GIVEN INFORMATION:
- - - - - - -

Issue #671, opened 2022-03-20
Option to capture limited number of frames on key trigger


perlfu:
It's not possible to capture a consistent number of frames using the trigger key.
Ideally I'd like to be able to capture single frames for later analysis.

bradgrantham-lunarg:
Fixed by #672

PR #672, opened 2022-03-20
Add option to limit hotkey captures to a specific frame count

perlfu:
Add CAPTURE_TRIGGER_FRAMES option to specify a number a limit
on the number of frames that are captured when hotkey triggering
is used.  This automatically stops the current capture when
the specified number of frames is reached.

Implements LunarG/gfxreconstruct#671


framework/encode/capture_settings.cpp
```diff
@@ -697,5 +708,20 @@ std::string CaptureSettings::ParseTrimKeyString(const std::string& value_string)
     return trim_key;
 }
 
+uint32_t CaptureSettings::ParseTrimKeyFramesString(const std::string& value_string)
+{
+    uint32_t frames = 0;
+    int      value  = std::stoi(value_string);
```
bradgrantham-lunarg, line 714: `std::stoi` will throw an exception if the string contains something unparseable (`invalid_argument` I think).

You can test this in your branch with `GFXRECON_CAPTURE_TRIGGER_FRAMES=a1` or some such.

CaptureSettings::ParseTrimRangeString validates that frame numbers contain only digits; would you please add code similar to that to your new function `ParseTrimKeyFramesString`?

(`GFXRECON_CAPTURE_TRIGGER_FRAMES=1a` doesn't throw, but that probably should also print an error.)

bradgrantham-lunarg (changes requested):

framework/encode/capture_settings.cpp
perlfu: Thanks!
I had missed that `ParseTrimKeyFramesString` was validating the string was digits.

bradgrantham-lunarg:
This is great, thanks!

In general, using `static_cast ` is more consistent with the existing codebase.

However, that's a tiny nit and we'll merge this PR in the name of expediency and then we'll add that cast in a separate commit.

Thanks again!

- - - - - - -

REQUIRED WORK: In the records above, find every line that contains the word "digits" and copy it.

RESPONSE TO THIS EXERCISE:
CaptureSettings::ParseTrimRangeString validates that frame numbers contain only digits; would you please add code similar to that to your new function `ParseTrimKeyFramesString`?
I had missed that `ParseTrimKeyFramesString` was validating the string was digits.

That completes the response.